[Task brief]
Every line of the data below should be printed exactly.

[Dataset excerpts]
====

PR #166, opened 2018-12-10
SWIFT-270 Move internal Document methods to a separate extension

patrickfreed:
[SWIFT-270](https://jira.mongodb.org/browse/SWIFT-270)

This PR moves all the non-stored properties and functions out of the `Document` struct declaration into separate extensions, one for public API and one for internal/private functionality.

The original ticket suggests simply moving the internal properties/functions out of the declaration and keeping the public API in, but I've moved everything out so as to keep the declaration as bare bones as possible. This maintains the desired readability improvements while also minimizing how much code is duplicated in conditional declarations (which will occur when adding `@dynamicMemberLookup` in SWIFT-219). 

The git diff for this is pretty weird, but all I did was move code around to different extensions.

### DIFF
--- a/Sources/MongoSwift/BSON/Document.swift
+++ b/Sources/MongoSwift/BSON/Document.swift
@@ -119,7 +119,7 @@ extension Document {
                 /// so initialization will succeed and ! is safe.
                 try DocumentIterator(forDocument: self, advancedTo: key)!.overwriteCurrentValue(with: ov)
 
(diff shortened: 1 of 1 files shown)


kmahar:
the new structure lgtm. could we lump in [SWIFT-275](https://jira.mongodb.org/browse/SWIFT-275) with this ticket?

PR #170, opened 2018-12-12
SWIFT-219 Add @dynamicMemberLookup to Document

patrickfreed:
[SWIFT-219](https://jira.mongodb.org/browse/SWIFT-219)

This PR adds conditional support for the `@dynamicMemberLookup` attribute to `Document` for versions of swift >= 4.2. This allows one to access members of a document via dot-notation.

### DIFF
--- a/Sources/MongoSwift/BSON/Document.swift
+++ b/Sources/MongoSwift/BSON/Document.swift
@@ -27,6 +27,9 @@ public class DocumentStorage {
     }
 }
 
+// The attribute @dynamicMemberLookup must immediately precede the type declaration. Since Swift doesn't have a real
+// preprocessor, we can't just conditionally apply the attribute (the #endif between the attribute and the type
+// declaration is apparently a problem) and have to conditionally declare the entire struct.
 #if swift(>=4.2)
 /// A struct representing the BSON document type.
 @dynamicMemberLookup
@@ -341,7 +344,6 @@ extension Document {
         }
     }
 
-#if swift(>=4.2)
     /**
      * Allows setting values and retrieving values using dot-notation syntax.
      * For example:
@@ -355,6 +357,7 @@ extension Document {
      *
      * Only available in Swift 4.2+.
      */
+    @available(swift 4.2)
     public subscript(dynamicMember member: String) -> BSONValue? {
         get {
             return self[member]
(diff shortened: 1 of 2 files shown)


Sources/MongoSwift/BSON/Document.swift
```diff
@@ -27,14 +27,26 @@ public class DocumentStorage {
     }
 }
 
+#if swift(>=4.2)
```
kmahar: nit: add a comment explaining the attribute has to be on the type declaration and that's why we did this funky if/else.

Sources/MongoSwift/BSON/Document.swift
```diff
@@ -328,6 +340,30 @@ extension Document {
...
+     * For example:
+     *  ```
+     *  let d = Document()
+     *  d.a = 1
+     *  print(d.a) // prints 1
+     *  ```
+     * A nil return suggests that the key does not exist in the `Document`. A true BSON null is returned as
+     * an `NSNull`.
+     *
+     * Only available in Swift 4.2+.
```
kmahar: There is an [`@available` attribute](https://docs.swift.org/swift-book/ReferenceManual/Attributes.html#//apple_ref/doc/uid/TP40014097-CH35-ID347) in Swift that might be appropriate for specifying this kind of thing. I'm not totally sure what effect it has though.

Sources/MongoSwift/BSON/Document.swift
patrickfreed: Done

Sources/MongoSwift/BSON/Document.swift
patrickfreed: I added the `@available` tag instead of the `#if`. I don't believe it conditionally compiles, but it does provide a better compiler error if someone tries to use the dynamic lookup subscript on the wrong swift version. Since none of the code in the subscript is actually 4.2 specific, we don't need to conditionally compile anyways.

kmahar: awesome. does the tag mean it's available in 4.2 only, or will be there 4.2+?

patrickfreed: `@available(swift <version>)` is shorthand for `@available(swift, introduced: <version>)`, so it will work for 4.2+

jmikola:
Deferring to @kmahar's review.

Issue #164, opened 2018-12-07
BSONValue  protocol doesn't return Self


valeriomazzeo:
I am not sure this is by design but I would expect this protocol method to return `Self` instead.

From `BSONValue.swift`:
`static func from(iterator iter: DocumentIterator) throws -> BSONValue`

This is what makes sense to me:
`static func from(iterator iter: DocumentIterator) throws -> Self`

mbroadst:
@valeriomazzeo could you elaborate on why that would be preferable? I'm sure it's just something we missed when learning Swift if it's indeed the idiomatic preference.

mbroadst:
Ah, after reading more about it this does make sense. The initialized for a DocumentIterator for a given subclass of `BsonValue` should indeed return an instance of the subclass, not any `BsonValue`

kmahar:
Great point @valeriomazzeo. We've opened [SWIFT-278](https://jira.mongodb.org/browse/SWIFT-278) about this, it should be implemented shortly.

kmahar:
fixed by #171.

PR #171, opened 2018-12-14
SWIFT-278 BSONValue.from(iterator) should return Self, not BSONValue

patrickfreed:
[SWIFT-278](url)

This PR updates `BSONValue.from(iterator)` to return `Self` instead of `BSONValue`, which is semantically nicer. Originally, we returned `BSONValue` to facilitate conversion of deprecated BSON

====

[Solution]
PR #166, opened 2018-12-10
SWIFT-270 Move internal Document methods to a separate extension

patrickfreed:
[SWIFT-270](https://jira.mongodb.org/browse/SWIFT-270)

This PR moves all the non-stored properties and functions out of the `Document` struct declaration into separate extensions, one for public API and one for internal/private functionality.

The original ticket suggests simply moving the internal properties/functions out of the declaration and keeping the public API in, but I've moved everything out so as to keep the declaration as bare bones as possible. This maintains the desired readability improvements while also minimizing how much code is duplicated in conditional declarations (which will occur when adding `@dynamicMemberLookup` in SWIFT-219). 

The git diff for this is pretty weird, but all I did was move code around to different extensions.

### DIFF
--- a/Sources/MongoSwift/BSON/Document.swift
+++ b/Sources/MongoSwift/BSON/Document.swift
@@ -119,7 +119,7 @@ extension Document {
                 /// so initialization will succeed and ! is safe.
                 try DocumentIterator(forDocument: self, advancedTo: key)!.overwriteCurrentValue(with: ov)
 
(diff shortened: 1 of 1 files shown)


kmahar:
the new structure lgtm. could we lump in [SWIFT-275](https://jira.mongodb.org/browse/SWIFT-275) with this ticket?

PR #170, opened 2018-12-12
SWIFT-219 Add @dynamicMemberLookup to Document

patrickfreed:
[SWIFT-219](https://jira.mongodb.org/browse/SWIFT-219)

This PR adds conditional support for the `@dynamicMemberLookup` attribute to `Document` for versions of swift >= 4.2. This allows one to access members of a document via dot-notation.

### DIFF
--- a/Sources/MongoSwift/BSON/Document.swift
+++ b/Sources/MongoSwift/BSON/Document.swift
@@ -27,6 +27,9 @@ public class DocumentStorage {
     }
 }
 
+// The attribute @dynamicMemberLookup must immediately precede the type declaration. Since Swift doesn't have a real
+// preprocessor, we can't just conditionally apply the attribute (the #endif between the attribute and the type
+// declaration is apparently a problem) and have to conditionally declare the entire struct.
 #if swift(>=4.2)
 /// A struct representing the BSON document type.
 @dynamicMemberLookup
@@ -341,7 +344,6 @@ extension Document {
         }
     }
 
-#if swift(>=4.2)
     /**
      * Allows setting values and retrieving values using dot-notation syntax.
      * For example:
@@ -355,6 +357,7 @@ extension Document {
      *
      * Only available in Swift 4.2+.
      */
+    @available(swift 4.2)
     public subscript(dynamicMember member: String) -> BSONValue? {
         get {
             return self[member]
(diff shortened: 1 of 2 files shown)


Sources/MongoSwift/BSON/Document.swift
```diff
@@ -27,14 +27,26 @@ public class DocumentStorage {
     }
 }
 
+#if swift(>=4.2)
```
kmahar: nit: add a comment explaining the attribute has to be on the type declaration and that's why we did this funky if/else.

Sources/MongoSwift/BSON/Document.swift
```diff
@@ -328,6 +340,30 @@ extension Document {
...
+     * For example:
+     *  ```
+     *  let d = Document()
+     *  d.a = 1
+     *  print(d.a) // prints 1
+     *  ```
+     * A nil return suggests that the key does not exist in the `Document`. A true BSON null is returned as
+     * an `NSNull`.
+     *
+     * Only available in Swift 4.2+.
```
kmahar: There is an [`@available` attribute](https://docs.swift.org/swift-book/ReferenceManual/Attributes.html#//apple_ref/doc/uid/TP40014097-CH35-ID347) in Swift that might be appropriate for specifying this kind of thing. I'm not totally sure what effect it has though.

Sources/MongoSwift/BSON/Document.swift
patrickfreed: Done

Sources/MongoSwift/BSON/Document.swift
patrickfreed: I added the `@available` tag instead of the `#if`. I don't believe it conditionally compiles, but it does provide a better compiler error if someone tries to use the dynamic lookup subscript on the wrong swift version. Since none of the code in the subscript is actually 4.2 specific, we don't need to conditionally compile anyways.

kmahar: awesome. does the tag mean it's available in 4.2 only, or will be there 4.2+?

patrickfreed: `@available(swift <version>)` is shorthand for `@available(swift, introduced: <version>)`, so it will work for 4.2+

jmikola:
Deferring to @kmahar's review.

Issue #164, opened 2018-12-07
BSONValue  protocol doesn't return Self


valeriomazzeo:
I am not sure this is by design but I would expect this protocol method to return `Self` instead.

From `BSONValue.swift`:
`static func from(iterator iter: DocumentIterator) throws -> BSONValue`

This is what makes sense to me:
`static func from(iterator iter: DocumentIterator) throws -> Self`

mbroadst:
@valeriomazzeo could you elaborate on why that would be preferable? I'm sure it's just something we missed when learning Swift if it's indeed the idiomatic preference.

mbroadst:
Ah, after reading more about it this does make sense. The initialized for a DocumentIterator for a given subclass of `BsonValue` should indeed return an instance of the subclass, not any `BsonValue`

kmahar:
Great point @valeriomazzeo. We've opened [SWIFT-278](https://jira.mongodb.org/browse/SWIFT-278) about this, it should be implemented shortly.

kmahar:
fixed by #171.

PR #171, opened 2018-12-14
SWIFT-278 BSONValue.from(iterator) should return Self, not BSONValue

patrickfreed:
[SWIFT-278](url)

This PR updates `BSONValue.from(iterator)` to return `Self` instead of `BSONValue`, which is semantically nicer. Originally, we returned `BSONValue` to facilitate conversion of deprecated BSON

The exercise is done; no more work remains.